I am in need of a 1/8th" slot cutter and in my travels found a joint I am unfamiliar with, it is a rockler bit and it looks interesting. Where would you use this? It could make some of my joints very easy if it is strong. Would you be holding the piece vertical to run it through ? I am beginning to make boxes and small things working my way up.

Thanks for any insight
Donny

.
.


----------



## bndawgs (Oct 21, 2016)

That's called a lock miter bit. Do a youtube search to see how to set up the bit to make the cut.


----------



## corelz125 (Sep 23, 2015)

That's a lock miter bit. It makes a really strong miter. Watch a few videos on how to set it up and use it. One piece goes through flat on the router table the other goes up against the fence. It takes some testing to get them dialed in but you can either make or buy a set up block. The block will get you close buy might have to fine tune to get it exact.


----------



## OldBull (Apr 30, 2020)

Thanks folks for the help, I will check out the videos.

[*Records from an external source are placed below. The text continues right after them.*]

PR #2652, opened 2025-05-16
[UX]: Replace conda with uv in dstack's default Docker image #2625

peterschmidt85:
* Updated CUDA to 12.1.1
* Use NVIDIA's devel image


jvstme (approved):
Since the two Dockerfiles now only differ in the `FROM` clause, I'd suggest to keep just one Dockerfile and parametrize it. Something like that should work:
```dockerfile
ARG FLAVOR
FROM nvidia/cuda:12.1.1-$FLAVOR-ubuntu20.04
```
This will allow to avoid duplication and related errors, such as forgetting to add stuff to one of the images.

.github/workflows/docker.yml
```diff
@@ -60,8 +60,8 @@ jobs:
         uses: docker/setup-qemu-action@v3
       - name: Build and upload to DockerHub
         run: |
-          docker buildx build --platform linux/amd64 --build-arg PYTHON=${{ matrix.python }} --push --provenance=false --tag dstackai/base:py${{ matrix.python }}-${{ inputs.image_version }}-cuda-12.1 -f base/Dockerfile .
-          docker buildx build --platform linux/amd64 --build-arg PYTHON=${{ matrix.python }} --build-arg VERSION=${{ inputs.image_version }} --push --provenance=false --tag dstackai/base:py${{ matrix.python }}-${{ inputs.image_version }}-cuda-12.1-devel -f base/devel.Dockerfile .
+          docker buildx build --platform linux/amd64 --build-arg FLAVOR=base --build-arg PYTHON=${{ matrix.python }} --push --provenance=false --tag dstackai/base:py${{ matrix.python }}-${{ inputs.image_version }}-cuda-12.1 -f base/Dockerfile .
+          docker buildx build --platform linux/amd64 --build-arg FLAVOR=devel --build-arg PYTHON=${{ matrix.python }} --build-arg VERSION=${{ inputs.image_version }} --push --provenance=false --tag dstackai/base:py${{ matrix.python }}-${{ inputs.image_version }}-cuda-12.1-devel -f base/devel.Dockerfile .
```
jvstme, line 64: Also drop the deleted Dockerfile from the workflow, otherwise the workflow won't work
```suggestion
          docker buildx build --platform linux/amd64 --build-arg FLAVOR=devel --build-arg PYTHON=${{ matrix.python }} --build-arg VERSION=${{ inputs.image_version }} --push --provenance=false --tag dstackai/base:py${{ matrix.python }}-${{ inputs.image_version }}-cuda-12.1-devel -f base/Dockerfile .
```

jvstme, line 64: Since the devel image no longer depends on the base image, it also makes sense to move `FLAVOR` to the job matrix (line 47), so that base and devel images can be built in parallel

peterschmidt85: Done via #2659

peterschmidt85: Done via #2659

After watching the setup and sloppiness of joint I am going to say nuh uh!!!!


----------



## corelz125 (Sep 23, 2015)

When you get it dialed in it's a tight joint and the miter is perfect. If you get perfect miters already then you can do without it.


----------



## Loren (May 30, 2008)

You might want to look into a drawer lock joint. You can buy bits for it or use slot cutters. I made some jigs to do it with one slot cutter years ago, but later I bought a bit and use it instead of rabbets sometimes. Looks a little fancy at the end.


----------



## splintergroup (Jan 20, 2015)

Makes a great joint for boxes that are a joy to glue up and clamp.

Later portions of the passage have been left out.